People who attend church often are more likely to leave conservative, than people who attend church never or only occasionally.
conduct regression analyses relating (ii) y = high school GPA and x = hours of TV watching.
plot(x = student.survey$tv, y = student.survey$hi)
(a) Use graphical ways to portray the individual variables and their relationship.
ggplot(data=student.survey, aes(x=tv, y=hi))+
geom_point()+
geom_smooth(method="lm", se=FALSE)
(b) Interpret descriptive statistics for summarizing the individual variables and their relationship.
I do not see a significant relationship here.
(c) Summarize and interpret results of inferential analyses.
While a few outliers- who watch a lot of TV seem to have below average High School GPAs, most people in this study fall between a 3.0 and a 4.0 GPA and average number of hours of tv does not seem to affect GPA.
For a class of 100 students, the teacher takes the 10 students who perform poorest on the midterm exam and enrolls them in a special tutoring program. The overall class mean is 70 on both the midterm and final, but the mean for the specially tutored students increases from 50 to 60. Use the concept of regression toward the mean to explain why this is not sufficient evidence to imply that the tutoring program was successful.

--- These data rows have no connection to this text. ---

PR #733, opened 2022-11-15
[Merged by Bors] - Make connection errors nicer.

t4lz:
- Only recommend `--accept-invalid-certificates` if not already set.
  - Exit gracefully instead of `panic`king: this means also the user's
    application is terminated, not just mirrord's layer.
  - Wrap `graceful_exit` code in a block so that it can be used as a
    whole `match` arm, add (unreachable) `panic` at the end, so that it
    can be used where the return type is `!`.

### DIFF
--- a/mirrord/layer/src/macros.rs
+++ b/mirrord/layer/src/macros.rs
@@ -91,17 +91,18 @@ macro_rules! hook_symbol {
 
 #[macro_export]
 macro_rules! graceful_exit {
-    ($($arg:tt)+) => {
+    ($($arg:tt)+) => {{
         eprintln!($($arg)+);
         graceful_exit!()
-    };
-    () => {
+    }};
+    () => {{
         nix::sys::signal::kill(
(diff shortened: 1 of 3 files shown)


mirrord/layer/src/macros.rs
```diff
@@ -91,17 +91,18 @@ macro_rules! hook_symbol {
 
 #[macro_export]
 macro_rules! graceful_exit {
-    ($($arg:tt)+) => {
+    ($($arg:tt)+) => {{
```
eyalb181, line 94: Missing something, why the double parentheses?

t4lz: So that a call to that macro can be used as its own arm on `match`. Without it we would have to wrap calls to it in curly brackets, because without them we would be putting multiple statements directly in a `match` arm which is not allowed.

eyalb181 (approved):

Maybe the 10 students who performed the poorest on the midterm would have had an increase from 50 to 60 for the final, regardless of the tutoring. Perhaps they would have been so aware and concerned that they had performed poorly on the midterm, that they would have made an extra effort to do better on the next (and final) exam. While the students that did better or even just average for the class- would not have felt the same drive to try harder.
https://www.youtube.com/watch?v=1tSqSMOyNFE
There is always a level of chance. “You should not expect them to be as unlucky when you test them a second time…their scores should improve just based on random chance.”